In that case, mine is operated with large denomination bills. But at least, with solar power, the electricity to run it is free!


----------



## Old_Hobo (Feb 20, 2014)

The electricity to run a model railroad is the least expensive aspect.....


----------



## Fire21 (Mar 9, 2014)

I remember 5-6 years ago going to a RR museum somewhere in the Black Hills of SD, but can't remember the town. Anyway, they had an HO layout that had coin-op trains. Got several minutes for a quarter. Was a pretty good layout.


----------



## Trackjockey05 (Jun 30, 2020)

Years ago in the town of Tehachapi CA they had a coin operated layout depicting Tehachapi loop, it was in the front of a restaurant, I think it cost 50 cents to operate, had a two trains on it an SP and a Santa Fe, I first saw it in 1984, last time I saw it was 91 I believe and at that time it was not operating and was in need of refurbishment, one of the trains was derailed and it was sad looking, pretty sure it long gone by now, there was a short article in a magazine back then about it, don't remember which one, somewhere I have some old faded pics I took with my Kodak disc camera


----------



## Trackjockey05 (Jun 30, 2020)

Fire21 said:


> I remember 5-6 years ago going to a RR museum somewhere in the Black Hills of SD, but can't remember the town. Anyway, they had an HO layout that had coin-op trains. Got several minutes for a quarter. Was a pretty good layout.


Was it the one at Hill City SD? went there in 2010 decent little museum


----------



## coblesan (Sep 28, 2019)

There are several around Europe that operate on 1 and 2 Euro coins. They are usually in Train Stations or museums in major cities. Fun to look at when traveling.


----------



## CTValleyRR (Jul 26, 2014)

Old_Hobo said:


> The electricity to run a model railroad is the least expensive aspect.....


Don't tell my wife that!


----------



## Murv2 (Nov 5, 2017)

Actually it's a unique way to ensure the train is running when people are interested but not wearing out when no one is looking at it.


----------



## Old_Hobo (Feb 20, 2014)

CTValleyRR said:


> Don't tell my wife that!


Telling her the electricity is the most expensive won’t help either......


----------



## Wooky_Choo_Bacca (Nov 13, 2020)

This was 40 years ago when I was stationed in Germany, who knows if it's still there.
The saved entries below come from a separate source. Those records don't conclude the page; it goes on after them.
PR #378, opened 2014-12-21
32bit compatibility for ndarray

serge-sans-paille:
numpy's ndarray use ssize_t to store their shape, while Pythran uses
long, for compatibility with other Python integer. This does not cause
any issue on 64 bit platform, but it was problematic under 32 bit
platform where sizeof(long) != sizeof(ssize_t).

this patch proposes a non-intrusive fix.

### DIFF
--- a/pythran/pythonic/types/ndarray.hpp
+++ b/pythran/pythonic/types/ndarray.hpp
@@ -276,7 +276,8 @@ namespace pythonic {
                 }
 
                 /* from a foreign pointer */
-                ndarray(T* data, long const* pshape):
+                template <class S>
+                ndarray(T* data, S const* pshape):
                     mem(data),
                     buffer(mem->data),
                     shape()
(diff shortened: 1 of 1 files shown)


serge-sans-paille:
Updated!

pythran/pythonic/types/ndarray.hpp
```diff
@@ -1100,6 +1101,40 @@ namespace pythonic {
...
+      PyObject *from_descr(PyTypeObject *subtype, PyArray_Descr *descr, T *dims,
+                           void *data, int flags, PyObject *obj) {
+        npy_intp shape[N];
+        std::copy(dims, dims + N, shape);
+        return pyarray_new<npy_intp, N>{}(subtype, descr, shape, flags, obj);
+      }
+      PyObject *from_data(T *dims, int typenum, void *data) {
+        npy_intp shape[N];
+        std::copy(dims, dims + N, shape);
+        return pyarray_new<npy_intp, N>{}(shape, typenum, data);
```
pbrunet: I don't understand :-$ Why the from_data is not required here?

serge-sans-paille: gotcha

pbrunet:
Should we add a travis compilation with -m32?
Of course it will be too long to do it for each commit but may be we can do it only for the master branch?

serge-sans-paille:
On Mon, Jan 05, 2015 at 06:48:28AM -0800, pbrunet wrote:
> Should we add a travis compilation with -m32?
> Of course it will be too long to do it for each commit but may be we can do it
> only for the master branch?

I tried this, but it fails on python headers...

PR #380, opened 2014-12-31
Mrproper/generic algorithms

serge-sans-paille:


serge-sans-paille:
Updated!

pbrunet:
JFalcou said something about possibility to accumulate in registers instead of doing it in an external accumulator. I don't know if you plan to do it so I merge it. You will have to create another PR to add this.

In the Frankfurt Hauptbahnhof (Main Train Station) they had a Euro themed layout with several trains and 2 or 3 different scales, yeah it was a good size glass case. Drop a coin and watch a train run for a few minutes


----------



## Billy 2 Wolves (May 22, 2018)

RustyLynx said:


> I remember seeing one of these recenly something. You'd insert 25 cents or something and the trains would go.
> 
> Who else has seen model train layouts like these?


There is one in the Bradley Square Mall in Cleveland, TN
I assume it's still there been: several months since I was last at the Mall.


----------



## elcidnc (Aug 18, 2019)

RustyLynx said:


> I remember seeing one of these recenly something. You'd insert 25 cents or something and the trains would go.
> 
> Who else has seen model train layouts like these?
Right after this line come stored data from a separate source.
PR #383, opened 2015-01-13
Add range values evaluation to use fast operators

pbrunet:


pythran/analyses/range_values.py
```diff
@@ -0,0 +1,448 @@
...
+
+        As it is flow insensitif, it compares it with olds values and update it
+        if needed.
+        """
+        if variable not in self.result:
+            self.result[variable] = Range(low, high)
+        else:
+            self.result[variable] = \
+                Range(min(low, self.result[variable].low),
+                      max(high, self.result[variable].high))
```
serge-sans-paille: I see a range class with an update method here ;-)

pythran/analyses/range_values.py
```diff
@@ -0,0 +1,448 @@
...
+        Range(low=-inf, high=inf)
+        >>> RangeValues.combine(Range(1, 5), Range(3, 8), ast.BitAnd())
+        Range(low=-inf, high=inf)
+        >>> RangeValues.combine(Range(-1, 5), Range(3, 8), ast.FloorDiv())
+        Range(low=-1, high=1)
+        >>> RangeValues.combine(Range(-1, 5), Range(-5, -4), ast.FloorDiv())
+        Range(low=-2, high=0)
+        >>> RangeValues.combine(Range(-1, 5), Range(-5, 3), ast.FloorDiv())
+        Range(low=-inf, high=inf)
+        """
```
serge-sans-paille: here too ;-)
You could but this in a separated file too, if you feel it's valuable

pythran/analyses/range_values.py
```diff
@@ -0,0 +1,448 @@
...
+            if range2.low <= 0 and range2.high >= 0:
+                return RangeValues.UNKNOWN_RANGE
+            # This is valid because range2 doesn't change its sign
+            res = [v1 / v2 for v1, v2 in itertools.product(range1, range2)]
+            min_, max_ = min(res), max(res)
+        elif isinstance(op, ast.Mod):
+            min_, max_ = 0, min(range2.high, max(abs(range1.high),
+                                                 abs(range1.low)))
+        elif isinstance(op, ast.Pow):
+            res = [v1 ** v2 for v1, v2 in itertools.product(range1, range2)]
```
serge-sans-paille: I see a numpy.div.outer here :-)

pythran/analyses/range_values.py
```diff
@@ -0,0 +1,448 @@
...
+        >>> import ast
+        >>> from pythran import passmanager, backend
+        >>> node = ast.parse("def foo(a, b): pass")
+        >>> pm = passmanager.PassManager("test")
+        >>> res = pm.gather(RangeValues, node)
+        >>> res['a']
+        Range(low=-inf, high=inf)
+        """
+        for global_name in self.globals:
+            self.result[global_name] = self.UNKNOWN_RANGE
```
serge-sans-paille: even for constants (think pi)?

pythran/analyses/range_values.py
```diff
@@ -0,0 +1,448 @@
...
+        Range(low=2, high=2)
+        """
+        assert isinstance(node.target, ast.Name), "For apply on variables."
+        self.add(node.target.id, *self.visit(node.iter))
+        old_range = copy.deepcopy(self.result)
+        map(self.visit, node.body)
+        for name, (low, high) in old_range.iteritems():
+            if self.result[name].low < low:
+                self.result[name] = \
+                    self.result[name]._replace(low=-float("inf"))
```
serge-sans-paille: if you had a class, you could replace inplace ;-)

pythran/analyses/range_values.py
```diff
@@ -0,0 +1,448 @@
...
+        >>> pm = passmanager.PassManager("test")
+        >>> res = pm.gather(RangeValues, node)
+        >>> res['a']
+        Range(low=-inf, high=2)
+        >>> res['b']
+        Range(low=2, high=inf)
+        >>> res['c']
+        Range(low=2, high=2)
+        """
+        old_range = copy.deepcopy(self.result)
```
serge-sans-paille: mmmh, tu oublies d'ajouter la condition du while avant d'évaluer le body là

pythran/analyses/range_values.py
```diff
@@ -0,0 +1,448 @@
...
+        map(self.visit, node.body)
+        for name, (low, high) in old_range.iteritems():
+            if self.result[name].low < low:
+                self.result[name] = \
+                    self.result[name]._replace(low=-float("inf"))
+            if self.result[name].high > high:
+                self.result[name] = \
+                    self.result[name]._replace(high=float("inf"))
+        map(self.visit, node.orelse)
```
serge-sans-paille: I am not very happy with the formalism. I think your equation looks like

Ranges(after_while) = Range(before_while) U Range(while_body) *

where the * operator is a widening operator. The equation is not as accurate as it could be (you're missing the condition) and it's not explicit. You could hade a widen operator to the Range class ;-)

pythran/analyses/range_values.py
pbrunet: It looks to be a good idea but : 
```Python
In [10]: numpy.divide.outer([1, 2], [3, 4])
Out[10]: 
array([[0, 0],
       [0, 0]])
```

I don't understand this result :-(

pythran/analyses/range_values.py
pbrunet: I will do it in the next commit to have it with "range combiners"... Should we have a special folder for this kind of code?

pythran/analyses/range_values.py
pbrunet: Yes because we need a value if we use it later.
I could have use a : `self.result.get(variable_name, UNKNOWN_RANGE)` in the visit_Name but this way, I have a better error report if I missed something.

pythran/analyses/range_values.py
pbrunet: :) namedtuple is already a good improvement compare to tuple we have in others part of the code :) but it will appear soon ;)

pythran/analyses/range_values.py
pbrunet: La condition du while ne peut pas changer la valeurs des variables, c'est pour ça que je l'ignore.

pythran/analyses/range_values.py
pbrunet: I think the equation is correct but I don't understand how condition will modify it?
What is not enough explicit? (ok to add it in the class ;) )

pythran/analyses/range_values.py
serge-sans-paille: > It looks to be a good idea but :
> In [10]: numpy.divide.outer([1, 2], [3, 4])
> Out[10]:
> array([[0, 0],
>        [0, 0]])

Remember floating point div versus integer div ?

pythran/analyses/range_values.py
serge-sans-paille: > La condition du while ne peut pas changer la valeurs des variables, c'est pour

It gives you more info

while a > 1:
    b = a +2 # here you know b in ]3, +inf[

pythran/analyses/range_values.py
serge-sans-paille: On Tue, Jan 13, 2015 at 01:25:56PM -0800, pbrunet wrote:
> In pythran/analyses/range_values.py:
> > +        Range(low=-inf, high=2)
> > +        >>> res['b']
> > +        Range(low=2, high=inf)
> > +        >>> res['c']
> > +        Range(low=2, high=2)
> > +        &quot;&quot;&quot;
> > +        old_range = copy.deepcopy(self.result)
> > +        map(self.visit, node.body)
> > +        for name, (low, high) in old_range.iteritems():
> > +            if self.result[name].low < low:
> > +                self.result[name] = \
> > +                    self.result[name]._replace(low=-float(&quot;inf&quot;))
> > +            if self.result[name].high > high:
> > +                self.result[name] = \
> > +                    self.result[name]._replace(high=float(&quot;inf&quot;))
> > +        map(self.visit, node.orelse)
> I think the equation is correct but I don't understand how condition will
> modify it?

it's correct, but not as accurate as it could be.

pythran/range.py
```diff
@@ -0,0 +1,205 @@
...
+            self.low = -float("inf")
+        if self.high > range_.high:
+            self.high = float("inf")
+
+
+UNKNOWN_RANGE = Range(-float("inf"), float("inf"))
+
+
+def range_values(args):
+    """ Function use to compute returned range value of [x]range function. """
```
serge-sans-paille: use*d*

pythran/range.py
```diff
@@ -0,0 +1,205 @@
...
+    if len(args) == 1:
+        return (0, args[0].high)
+    elif len(args) == 2:
+        return (args[0].low, args[1].high)
+    elif len(args) == 3:
+        is_neg = args[2].low < 0
+        is_pos = args[2].high > 0
+        if is_neg and is_pos:
+            return (-float("inf"), float("inf"))
```
serge-sans-paille: maybe define a   ``Range.inf`` value to avoid this idiom in various place?

pythran/range.py
```diff
@@ -0,0 +1,205 @@
...
+    """ Return boolean value return range. """
+    return Range(0, 1)
+
+
+def cmp_values(args):
+    """ Return Possible range for cmp function. """
+    return Range(-1, 1)
+
+
+def positif_values(args):
```
serge-sans-paille: positi*ve*

pythran/range.py
```diff
@@ -0,0 +1,205 @@
...
+    """ Return positif range with an upper bound. """
+    return Range(0, max([arg.high for arg in args]))
```
serge-sans-paille: the hooks seems unnecessary

pythran/tables.py
```diff
@@ -187,7 +188,7 @@ def update_effects(self, node):
         "clear": MethodIntr(),
         "copy": ConstMethodIntr(),
         "get": ConstMethodIntr(),
-        "has_key": ConstMethodIntr(),
+        "has_key": ConstMethodIntr(return_range=prange.bool_values),
```
serge-sans-paille: I wonder if we could state that it returns a bool, so we know it's a ``prange.bool_values``?

pythran/analyses/range_values.py
```diff
@@ -0,0 +1,327 @@
...
+        >>> res = pm.gather(RangeValues, node)
+        >>> res['a']
+        Range(low=2, high=2)
+        >>> res['b']
+        Range(low=2, high=2)
+        """
+        assigned_range = self.visit(node.value)
+        for target in node.targets:
+            if isinstance(target, ast.Name):
+                self.add(target.id, copy.deepcopy(assigned_range))
```
serge-sans-paille: why is the deep copy needed?

pythran/analyses/range_values.py
```diff
@@ -0,0 +1,327 @@
...
+        >>> pm = passmanager.PassManager("test")
+        >>> res = pm.gather(RangeValues, node)
+        >>> res['a']
+        Range(low=1, high=2)
+        """
+        if isinstance(node.target, ast.Name):
+            self.result[node.target.id].update(
+                combine(self.result[node.target.id],
+                        self.visit(node.value),
+                        node.op))
```
serge-sans-paille: ok, because of this kind of in-place modification.
BTW, it seems to me you're not using alias information here, which could lead to inaccurate (false?) informations.

pythran/analyses/range_values.py
```diff
@@ -0,0 +1,327 @@
...
+        >>> res['c']
+        Range(low=2, high=2)
+        """
+        assert isinstance(node.target, ast.Name), "For apply on variables."
+        if isinstance(node.iter, ast.Call):
+            for alias in self.aliases[node.iter.func].aliases:
+                if isinstance(alias, Intrinsic):
+                    self.add(node.target.id,
+                             alias.return_range_content(map(self.visit,
+                                                            node.iter.args)))
```
serge-sans-paille: nice one! You're not far from implementing the whole array stuff :-)

pythran/tables.py
pbrunet: Hum, you are right. It could avoid the the decltype(...) in typing.
I will add a BR to not forget it.

pythran/analyses/range_values.py
```diff
@@ -0,0 +1,327 @@
...
+        Range(low=-inf, high=2)
+        >>> res['b']
+        Range(low=2, high=inf)
+        >>> res['c']
+        Range(low=2, high=2)
+        """
+        old_range = copy.deepcopy(self.result)
+        map(self.visit, node.body)
+        for name, range_ in old_range.iteritems():
+            self.result[name].widen(range_)
```
serge-sans-paille: I reaaaaaaaaaaaalllllllllllllllyyyyyyyy appreciate the code simplification!

pythran/analyses/range_values.py
pbrunet: In case of : 
```a = b = 2```
without the deepcopy, the range matching with a and b is the same. So with:
```
a = b  = 2
a += 2
```
will change the range value of b and we don't want it.
(I add a comment about it)

pythran/analyses/range_values.py
pbrunet: No because integer type never alias.

serge-sans-paille:
Any performance improvement feedback?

Saw one in a mall 30 years ago. HO Over and Under figure eight full enclosed with simple scenery, put the money in and it'd do two or three laps.


----------



## WMnut (Oct 23, 2019)

trenes115 said:


> There is one in the main hall of Copenhagen Central Station (Denmark). Different coin slots allow one to choose which train to run. There has been a layout in the station for decades but it has been rebuilt or replaced over the years.
> Model Train Track | Hovedbanens Shoppingcenter


Now that`s cool..🙂


----------